● **DATA SHOWN**
____

PR #1155, opened 2026-08-17
feat(midnight-js): add protocol version identity module and HF gates

### LINKED ISSUE #1004: [HF v8→v9] MJS-01 — protocol package: unified v8/v9 dispatch APIs
**Workstream:** Midnight.JS — protocol package (midnight-js)
**Part of:** Ledger v8→v9 Hard Fork Migration — [SOW-Q3-10 / product#119](https://github.com/shieldedtech/product/issues/119) ([scope comment](https://github.com/shieldedtech/product/issues/119#issuecomment-4833224770))

## Summary
Add unifying APIs to the Midnight.JS `protocol` package that dispatch internally between Ledger v8 and v9.

## Scope
- Unified API surface in the `protocol` package abstracting v8 vs v9
- Internal dispatch to the correct version implementation
- Versioned types/serialization as needed to support both

## Acceptance criteria
- `protocol` package exposes unified APIs that work for both v8 and v9
- Internal dispatch selects the correct version
- Covered by tests against both versions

____

● **TASK STATEMENT**
Return each entry from above without altering a single character.

● **ANSWER AREA**
PR #1155, opened 2026-08-17
feat(midnight-js): add protocol version identity module and HF gates

### LINKED ISSUE #1004: [HF v8→v9] MJS-01 — protocol package: unified v8/v9 dispatch APIs
**Workstream:** Midnight.JS — protocol package (midnight-js)
**Part of:** Ledger v8→v9 Hard Fork Migration — [SOW-Q3-10 / product#119](https://github.com/shieldedtech/product/issues/119) ([scope comment](https://github.com/shieldedtech/product/issues/119#issuecomment-4833224770))

## Summary
Add unifying APIs to the Midnight.JS `protocol` package that dispatch internally between Ledger v8 and v9.

## Scope
- Unified API surface in the `protocol` package abstracting v8 vs v9
- Internal dispatch to the correct version implementation
- Versioned types/serialization as needed to support both

## Acceptance criteria
- `protocol` package exposes unified APIs that work for both v8 and v9
- Internal dispatch selects the correct version
- Covered by tests against both versions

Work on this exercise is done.